Segment Start: Data for the task
PR #144, opened 2026-04-27
Add $collStats aggregation stage tests

danielfrankcom:
This change adds tests for the `$collStats` operator.

Due to the nature of the operator, I needed to take a different approach to the assertions here. We can't reliably capture the entire expected shape of the result, so I added some machinery for asserting properties of the result. This should let us provide the coverage we need for `$collStats`, but also be applicable to future operators with complex results structures.

I also tried to avoid implementation-specific logic, since these stats seem to expose different things depending on the engine internals. The tests here are focused on the operator spec as best as possible.

I had to move `strict_equal` to its own module to avoid a circular import issue. The content is exactly the same, I just pulled it out.


documentdb_tests/compatibility/tests/core/operator/stages/collStats/test_collStats_type_errors.py
```diff
@@ -0,0 +1,138 @@
...
+    (Code("function(){}"), "code"),
+    (Code("function(){}", {}), "code_with_scope"),
+    (MinKey(), "minkey"),
+    (MaxKey(), "maxkey"),
+]
+
+# Property [histograms Sub-Field Type Strictness]: latencyStats.histograms
+# accepts only boolean true or false - all non-boolean types produce
+# TYPE_MISMATCH_ERROR, including null.
+HISTOGRAMS_TYPE_ERROR_TESTS: list[CollStatsTestCase] = [
```
sathvikprasad97, line 49: This excludes only True but should also exclude False; False is a valid boolean.

documentdb_tests/compatibility/tests/core/operator/stages/collStats/test_collStats_scale.py
```diff
@@ -0,0 +1,426 @@
...
+        coll, {"aggregate": coll.name, "pipeline": test.pipeline, "cursor": {}}
+    )
+    test.assert_result(result)
+
+
+# Property [Scale Factor Divides Size Fields]: specifying storageStats.scale=N
+# divides size fields (size, storageSize, totalSize, totalIndexSize, each entry
+# in indexSizes) by N using floor division, while avgObjSize, count, nindexes,
+# capped, and scaleFactor are unaffected.
+SCALE_AFFECTED_FIELDS = [
```
sathvikprasad97, line 336: "indexSizes" is missing here

documentdb_tests/compatibility/tests/core/operator/stages/collStats/test_collStats_validation.py
```diff
@@ -0,0 +1,288 @@
...
+            "queryExecStats": Exists(),
+        },
+        msg="sub-option ordering should not affect output",
+    ),
+]
+
+# Property [Multiple Options - Duplicate Keys]: when duplicate keys are present
+# in the argument document, the option is enabled if any occurrence has a
+# non-null value, regardless of key ordering.
+DUPLICATE_KEY_TESTS: list[CollStatsTestCase] = [
```
sathvikprasad97, line 100: can we include few more tests other then count

documentdb_tests/compatibility/tests/core/operator/stages/collStats/test_collStats_type_errors.py
```diff
@@ -0,0 +1,138 @@
...
+
+# Property [Stage Document Extra Keys]: a pipeline stage document with extra
+# keys alongside $collStats produces PIPELINE_STAGE_EXTRA_FIELD_ERROR.
+STAGE_EXTRA_KEY_TESTS: list[CollStatsTestCase] = [
+    CollStatsTestCase(
+        "extra_key",
+        docs=[{"_id": 1}],
+        pipeline=[{"$collStats": {}, "extra": 1}],
+        error_code=PIPELINE_STAGE_EXTRA_FIELD_ERROR,
+        msg="extra key in stage document should produce error 40323",
```
sathvikprasad97: Is this the correct error message?

sathvikprasad97 (changes requested):

documentdb_tests/compatibility/tests/core/operator/stages/collStats/test_collStats_type_errors.py
danielfrankcom: This test should just be removed actually, it's not really in the scope of testing `$collStats` since it's a sibling behavior.

Also noticed a few error codes snuck through in error messages, have removed those in the upcoming push.

documentdb_tests/compatibility/tests/core/operator/stages/collStats/test_collStats_scale.py
danielfrankcom: This is handled explicitly in the test method since it's not a scalar and can't be treated the same way:

```python
    for key, val in b["indexSizes"].items():
        checks[f"storageStats.indexSizes.{key}"] = Eq(int(val // scale))
```

sathvikprasad97 (approved):

eerxuan (approved):
The check machinery is neat. One follow up is we should only test DocumentDB spec. Especially storage related fields. But since DocumentDB spec is not defined yet. Creating issue to discuss https://github.com/documentdb/functional-tests/issues/160

eerxuan (approved):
Segment End: Data for the task
Filter the records above, keeping each line that contains the word "indexSizes".

### Answer space:
+# in indexSizes) by N using floor division, while avgObjSize, count, nindexes,
sathvikprasad97, line 336: "indexSizes" is missing here
    for key, val in b["indexSizes"].items():
        checks[f"storageStats.indexSizes.{key}"] = Eq(int(val // scale))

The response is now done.